**What to do**
Filter the listing below down to the lines holding the word "recent", and copy those lines.

::: The data

PR #2329, opened 2024-02-17
fix: handle cross-origin redirects in server function redirect hook

### LINKED ISSUE #2269: Server actions: redirect to different origin does not work in HTTPS scenario

haslersn:
Fixes #2269

In client-side navigation we now handle redirects returned from server functions by resolving the location against the current origin as a base. The base is only relevant if the location doesn't already include an origin. This fixes cross-origin redirects.

Note: in order to handle redirects in the same way as the browser would handle them, we need to use the server function's URL (typically `<origin>/api/something`) as a base. I leave this as a TODO for a future leptos version, because it probably requires changing the signature of the `server_fn` redirect hook.

In order to not be affected by a future breaking change, users should already start making sure that their redirect locations either include an origin or at least start with a single slash (e.g. `Location: /foo`).

### DIFF
--- a/router/src/components/form.rs
+++ b/router/src/components/form.rs
@@ -1,6 +1,6 @@
 use crate::{
-    hooks::has_router, use_navigate, use_resolved_path, NavigateOptions,
-    ToHref, Url,
+    hooks::has_router, resolve_redirect_url, use_navigate, use_resolved_path,
+    NavigateOptions, ToHref, Url,
 };
 use leptos::{
     html::form,
@@ -447,8 +447,10 @@ where
 {
     let has_router = has_router();
     if !has_router {
-        _ = server_fn::redirect::set_redirect_hook(|path: &str| {
-            _ = window().location().set_href(path);
+        _ = server_fn::redirect::set_redirect_hook(|loc: &str| {
+            if let Some(url) = resolve_redirect_url(loc) {
+                _ = window().location().set_href(&url.href());
+            }
         });
     }
     let action_url = if let Some(url) = action.url() {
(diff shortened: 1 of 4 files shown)


gbj:
Okay, this looks good — Thank you!

PR #2331, opened 2024-02-17
Make it so that cancelled timeouts don't leak

### LINKED ISSUE #2330: Cancelling a timeout or animation frame request leaks the associated closure
**Describe the bug**
`request_animation_frame_with_handle` and `set_timeout_with_handle` convert the Rust closure into a Javascript one with `Closure::once_into_js`.  This function cleans up the Rust side once it's called, but if it never is then it is [documented to leak](https://rustwasm.github.io/wasm-bindgen/api/wasm_bindgen/closure/struct.Closure.html#method.once_into_js).

**Leptos Dependencies**

For example:
```toml
leptos = { version = "0.6.5", features = ["csr"] }
```

**To Reproduce**
1. Create a timeout or a request for animation frame which closes over something whose Drop impl is observable e.g., by logging.
2. Cancel that timeout or animation frame.
3. Don't observe the drop

**Expected behavior**
Cancelled timeouts to drop their closures.

rjmac:
Instead of using `Closure::once_into_js`, this uses `into_js_value`, which uses weak references to clean up the closure when Javascript no longer has need of it.

It would be nice to make this (and the similar interval function) drop the callback promptly when cancelled, but I don't think that's possible while keeping the handles Copy.

Fixes #2330


gbj:
Nice — makes sense and thanks!

PR #2334, opened 2024-02-17
feat: add `impl_into` argument to `#[server]` proc_macro

videobitva:
This PR adds an optional `impl_into` named  argument for `server_fn` proc macro.
This argument defaults to `true` and enables (or disables) the impl of `From` trait for server function argument type.

In cases when the server function has more than one argument, the `impl_into` has no effect on the trait impl generation, as it has been already disabled by function arguments number check.

The related issue has been discussed here: https://discord.com/channels/1031524867910148188/1203001939089035295

TL;DR: orphan rules disable (in some cases) the implementation of `From` trait for conversion between the only server function argument and server function argument type. 

The minimal example of the issue lives here: https://github.com/videobitva/test_server_fn

### DIFF
--- a/Cargo.toml
+++ b/Cargo.toml
@@ -25,22 +25,22 @@ members = [
 exclude = ["benchmarks", "examples"]
 
 [workspace.package]
-version = "0.6.1"
+version = "0.6.2"
 
 [workspace.dependencies]
-leptos = { path = "./leptos", version = "0.6.1" }
-leptos_dom = { path = "./leptos_dom", version = "0.6.1" }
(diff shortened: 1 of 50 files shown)


benwis:
You might need to recreate your PR against the most recent version, you're pulling in a lot of old/extra PRs

videobitva:
> You might need to recreate your PR against the most recent version, you're pulling in a lot of old/extra PRs

Ok, will do that then, thank you!

videobitva:
PR without old/extra PRs is now here: https://github.com/leptos-rs/leptos/pull/2335

PR #2335, opened 2024-02-17
feat: add `impl_from` argument to `#[server]` proc_macro

videobitva:
This PR adds an optional `impl_from` named  argument for `server_fn` proc macro.
This argument defaults to `true` and enables (or disables) the impl of `From` trait for server function argument type.

In cases when the server function has more than one argument, the `impl_from` has no effect on the trait impl generation, as it has been already disabled by function arguments number check.

The related issue has been discussed here: https://discord.com/channels/1031524867910148188/1203001939089035295

TL;DR: orphan rules disable (in some cases) the implementation of `From` trait for conversion between the only server function argument and server function argument type. 

The minimal example of the issue lives here: https://github.com/videobitva/test_server_fn

### DIFF
--- a/leptos_macro/src/lib.rs
+++ b/leptos_macro/src/lib.rs
@@ -883,9 +883,11 @@ pub fn slot(args: proc_macro::TokenStream, s: TokenStream) -> TokenStream {
 ///     - `"GetCbor"`: `GET` request with URL-encoded arguments and CBOR response
 /// - `req` and `res` specify the HTTP request and response types to be used on the server (these
 ///   should usually only be necessary if you are integrating with a server other than Actix/Axum)
-/// - `impl_into`: specifies whether to implement trait Into for server function's argument or not,
-///   given that there is only one argument; on making server action dispatch, this allows to call `.into()` on the
-///   server function argument, eliminating the need to fill server function’s type manually (defaults to `true`)
+/// - `impl_from`: specifies whether to implement trait `From` for server function's type or not.
+///   By default, if a server function only has one argument, the macro automatically implements the `From` trait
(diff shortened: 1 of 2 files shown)


server_fn_macro/src/lib.rs
```diff
@@ -119,6 +119,7 @@ pub fn server_macro_impl(
         res_ty,
         client,
         custom_wrapper,
+        impl_from: impl_into,
```
gbj, line 122: This line is what made me think it should be renamed: if what it does is `impl From<_>`, and we're using that language internally, it might make sense to do the same thing in the API.

videobitva: The funny thing is that initially it was named actually as `impl_from`, but later on I renamed it to be `impl_into` -- this line of code seems to be an artifact of that process. I've changed it back in the receing commit.

leptos_macro/src/lib.rs
```diff
@@ -883,6 +883,9 @@ pub fn slot(args: proc_macro::TokenStream, s: TokenStream) -> TokenStream {
 ///     - `"GetCbor"`: `GET` request with URL-encoded arguments and CBOR response
 /// - `req` and `res` specify the HTTP request and response types to be used on the server (these
 ///   should usually only be necessary if you are integrating with a server other than Actix/Axum)
+/// - `impl_into`: specifies whether to implement trait Into for server function's argument or not,
```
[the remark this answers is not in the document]
videobitva: I've renamed the argument back and merged the initial description with your variant, hope it is better now.

gbj:
Excellent, thanks!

::::::

**Exercise answer**
You might need to recreate your PR against the most recent version, you're pulling in a lot of old/extra PRs
> You might need to recreate your PR against the most recent version, you're pulling in a lot of old/extra PRs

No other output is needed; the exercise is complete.